WORK TASK
Sift through the material below and return the lines with "card".

RECORDS SUPPLIED
PR #1321, opened 2024-09-19
(fix) O3-4011 - Ward App - make styling for patient card's patient id…

chibongho:
…entifier consistent

## Requirements

## Summary

Styling of the patient identifier in the patient card's header row vs the mother child row were inconsistent. This PR fixes it.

YOUR RESPONSE
(fix) O3-4011 - Ward App - make styling for patient card's patient id…
Styling of the patient identifier in the patient card's header row vs the mother child row were inconsistent. This PR fixes it.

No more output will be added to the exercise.